Novel macrocyclic peptidomimetics targeting the insulin-regulated aminopeptidase (IRAP): design, synthesis and evaluation

Abstract

Inhibition of the insulin-regulated aminopeptidase (IRAP) is a promising therapeutic strategy for neurodegenerative disorders such as Alzheimer's disease, due to its role in cognitive processes. HA08, a macrocyclic peptidomimetic derived from angiotensin IV, is among the most potent known IRAP inhibitors (IC₅₀ = 18 nM).
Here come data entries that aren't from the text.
PR #3082, opened 2016-11-30
Pass `--always-copy` to virtualenv

phenomenes:
virtualenv creates symlinks so `make setup` fails when ran on a network mounted
fs. `--always-copy` forces virtualenv to copy files to the destination dir rather than symlinking.


phenomenes:
Signed the agreement 👍

ruflin:
@phenomenes I couldn't find the CLA in our database. Under which name / email did you sign it?

phenomenes:
Jimena Cabrera Notari

ruflin:
@phenomenes CLA now worked. Strangely it took some time until the agreement showed up in our tool :-(

PR #3094, opened 2016-12-01
Fix make package for community beats

ruflin:
gopkg.in needs to be copied from the vendor directory of libbeat in the vendor directory


ruflin:
jenkins, package it

PR #3106, opened 2016-12-02
Bump versions for 5.1

dedemorton:
Since this is a new branch and it won't be set as current until right before the release date, we can merge this anytime.


tsg:
LGTM.

PR #3111, opened 2016-12-04
Use snake_case in the settings for the JSON processor

tsg:
This is to align them with the rest of our configuration files.


tsg:
This will (likely) not make it in 5.1.1, so I added a changelog entry for it.

PR #3112, opened 2016-12-04
Fix for errno 1734 when calling EvtNext

### LINKED ISSUE #3076: Winlogbeat - Reading large events causes error "The array bounds are invalid."
- Version: 5.0.2 (probably exists in all versions)
- Operating System: Windows 2012 Server R2 (probably affects Vista and newer)
- Steps to Reproduce: 

When reading a batch of large event log records the Windows function [`EvtNext`](https://msdn.microsoft.com/en-us/library/windows/desktop/aa385405%28v=vs.85%29.aspx?f=255&MSPPError=-2147217396) returns errno 1734 (0x6C6) which is [RPC_S_INVALID_BOUND](https://msdn.microsoft.com/en-us/library/windows/desktop/ms681386(v=vs.85).aspx#RPC_S_INVALID_BOUND) ("The array bounds are invalid."). This seems to be a bug in Windows because there is no documentation about this behavior.

It seems that when calling `EvtNext` that internally it is allocating space for the events whose handles it will return. So if the combined size of the events being returned by `EvtNext` reaches some limit the RPC_S_INVALID_BOUND error is returned. In Winlogbeat, if you increase the `batch_read_size` you are more likely to encounter the problem, but even with a `batch_read_size` of 64 (default is 100) I was able to hit the error when reading large events.

Recovering from this problem is not as simple as calling `EvtNext` again with a smaller batch size. The internal read position associated with the event log handle is being updated even when `EvtNext` returns the RPC_S_INVALID_BOUND error. So if we just called it again we would lose events. We will have to close the event log and re-open it from the last read event and decrease the `batch_read_size` until success.

- Workaround: Set a lower value for `batch_read_size`.

andrewkroh:
When reading a batch of large event log records the Windows function
EvtNext returns errno 1734 (0x6C6) which is RPC_S_INVALID_BOUND ("The
array bounds are invalid."). This seems to be a bug in Windows because
there is no documentation about this behavior.

This fix handles the error by resetting the event log subscription
handle (so events are not lost) and then retries the EvtNext call
with maxHandles/2.

Fixes #3076

### DIFF
--- a/CHANGELOG.asciidoc
+++ b/CHANGELOG.asciidoc
@@ -48,6 +48,7 @@ https://github.com/elastic/beats/compare/v5.0.1...master[Check the HEAD diff]
 - Fix registry cleanup issue when files falling under ignore_older after restart. {issue}2818[2818]
 
 *Winlogbeat*
+- Fix for "The array bounds are invalid" error when reading large events. {issue}3076[3076]
 
 ==== Added
 
--- a/winlogbeat/eventlog/eventlog.go
+++ b/winlogbeat/eventlog/eventlog.go
@@ -5,6 +5,7 @@ import (
 	"fmt"
 	"reflect"
 	"strconv"
+	"syscall"
 
 	"github.com/elastic/beats/libbeat/common"
 	"github.com/elastic/beats/libbeat/logp"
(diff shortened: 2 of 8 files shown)


maddin2016:
@andrewkroh, nice work 👍. Tested on my machine with ~50k events decreased to 25 handles without loosing a event.

andrewkroh:
@maddin2016  Thanks for testing. I'm curious what your test setup was like. Did you use anything to create the 50k test events? Or did you use data that already existed?

maddin2016:
Hi @andrewkroh 
>Did you use anything to create the 50k test events?

Nothing special. I just created 500 events with 25000 `;` as message per event with powershell 😸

However, detailed structure–activity relationship (SAR) studies at its C-terminus have been limited by synthetic constraints. Herein, we report the design, synthesis, and biological evaluation of a focused series of HA08 analogues to explore the impact of C-terminal modifications on IRAP inhibition. An improved divergent synthetic route was established via a common macrocyclic intermediate, enabling late-stage diversification through coupling with non-natural amino acids which led to the synthesis of twelve novel peptidomimetic scaffolds. Several analogues retained high potency, with one-carbon elongation next to the carboxylic acid moiety or secondary amine being well tolerated. In contrast, aliphatic analogues exhibited markedly reduced potency, highlighting the importance of π–π interactions, while the low activity of phenoxyacetic acid derivatives likely reflects altered geometry within the binding pocket. The most potent inhibitor in the series featured a C-terminal benzyl alcohol (IC₅₀ = 59 nM), approaching the activity of HA08. To rationalise these SAR trends, molecular dynamics simulations were performed based on the IRAP–HA08 co-crystal structure. Partial least squares analysis of protein–ligand contact patterns revealed that sustained interactions between the C-terminal carboxylate and Arg929 correlated with lower potency, whereas interaction with Arg439 was associated with enhanced activity. These findings suggest that subtle shifts in C-terminal positioning influence binding mode and potency and provides valuable insights for the design of future IRAP inhibitors.